- Directed by: Julian Kemp
- Written by: Julian Kemp
- Based on: Essays In Love (U.S. title On Love) by Alain de Botton
- Produced by: Marion Pilowsky; David Willing; Michael Kelk;
- Starring: Brendan Patricks; Naomie Harris; Kelly Adams; Cécile Cassel; Jane March; Edith Bukovics;
- Music by: Andy Blythe and Marten Joustra
- Production company: Willing Pilowsky Productions
- Distributed by: Paramount Pictures
- Release dates: 23 April 2009 (Tribeca Film Festival); March 2010;
- Running time: 90 minutes
- Country: United Kingdom
- Language: English

= My Last Five Girlfriends =

2009 British film

My Last Five Girlfriends is a 2009 British romantic black comedy film directed by Julian Kemp starring Brendan Patricks, based on pop-philosopher Alain de Botton's book, Essays In Love (U.S. title On Love).

==Plot==
After yet another failed relationship, 30-something Duncan (Brendan Patricks) decides to quiz his last five girlfriends to find out what went wrong in order to figure out how to find love.

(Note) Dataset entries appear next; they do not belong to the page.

PR #77, opened 2022-03-31
Change support profile API

poornas:
Remove DownloadingProfile API, and merging functionality into
Profile API call.

### DIFF
--- a/profiling-commands.go
+++ b/profiling-commands.go
@@ -52,7 +52,7 @@ type StartProfilingResult struct {
 	Error    string `json:"error"`
 }
 
-// StartProfiling makes an admin call to remotely start profiling on a standalone
+// Deprecated: StartProfiling makes an admin call to remotely start profiling on a standalone
 // server or the whole cluster in  case of a distributed setup. [DEPRECATED]
 func (adm *AdminClient) StartProfiling(ctx context.Context, profiler ProfilerType) ([]StartProfilingResult, error) {
 	v := url.Values{}
--- a/profiling-commands.go
+++ b/profiling-commands.go
@@ -86,7 +86,7 @@ func (adm *AdminClient) StartProfiling(ctx context.Context, profiler ProfilerTyp
 	return startResults, nil
 }
 
-// DownloadProfilingData makes an admin call to download profiling data of a standalone
+// Deprecated: DownloadProfilingData makes an admin call to download profiling data of a standalone
 // server or of the whole cluster in  case of a distributed setup.[DEPRECATED]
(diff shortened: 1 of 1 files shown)


vadmeste (approved):
LGTM

profiling-commands.go
```diff
@@ -85,8 +86,8 @@ func (adm *AdminClient) StartProfiling(ctx context.Context, profiler ProfilerTyp
 	return startResults, nil
 }
 
-// DownloadProfilingData makes an admin call to download profiling data of a standalone
-// server or of the whole cluster in  case of a distributed setup.
+//  DownloadProfilingData makes an admin call to download profiling data of a standalone
```
harshavardhana, line 89:
```suggestion
// DownloadProfilingData makes an admin call to download profiling data of a standalone
```

harshavardhana (changes requested):

profiling-commands.go
```diff
@@ -52,7 +53,7 @@ type StartProfilingResult struct {
 }
 
 // StartProfiling makes an admin call to remotely start profiling on a standalone
```
harshavardhana, line 55:
```suggestion
// Deprecated: StartProfiling makes an admin call to remotely start profiling on a standalone
```

profiling-commands.go
```diff
@@ -52,7 +53,7 @@ type StartProfilingResult struct {
...
-// server or the whole cluster in  case of a distributed setup.
+// server or the whole cluster in  case of a distributed setup. [DEPRECATED]
```
harshavardhana, line 56:
```suggestion
// server or the whole cluster in case of a distributed setup.
```

profiling-commands.go
```diff
@@ -86,7 +87,7 @@ func (adm *AdminClient) StartProfiling(ctx context.Context, profiler ProfilerTyp
 }
 
 // DownloadProfilingData makes an admin call to download profiling data of a standalone
```
harshavardhana, line 89:
```suggestion
// Deprecated: DownloadProfilingData makes an admin call to download profiling data of a standalone
```

profiling-commands.go
```diff
@@ -86,7 +87,7 @@ func (adm *AdminClient) StartProfiling(ctx context.Context, profiler ProfilerTyp
...
-// server or of the whole cluster in  case of a distributed setup.
+// server or of the whole cluster in  case of a distributed setup.[DEPRECATED]
```
harshavardhana, line 90:
```suggestion
// server or of the whole cluster in case of a distributed setup.
```

harshavardhana (changes requested):

harshavardhana (approved):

With advice from bizarre sources and intense flights of fancy, finally Duncan realises that love is a battleground where only the fittest can survive.

==Cast==
- Brendan Patricks as Duncan
- Naomie Harris as Gemma
- Kelly Adams as Wendy
- Cécile Cassel as Rhona
- Jane March as Olive
- Edith Bukovics as Natalie
- Michael Sheen as Burnam
- Mark Benton as Alan
- Daniel Hoffmann-Gill as Will
- Sarah Rodriguez as Paula

==Reception==

Review aggregation website Rotten Tomatoes gives it a score of 28% based on reviews from 18 critics.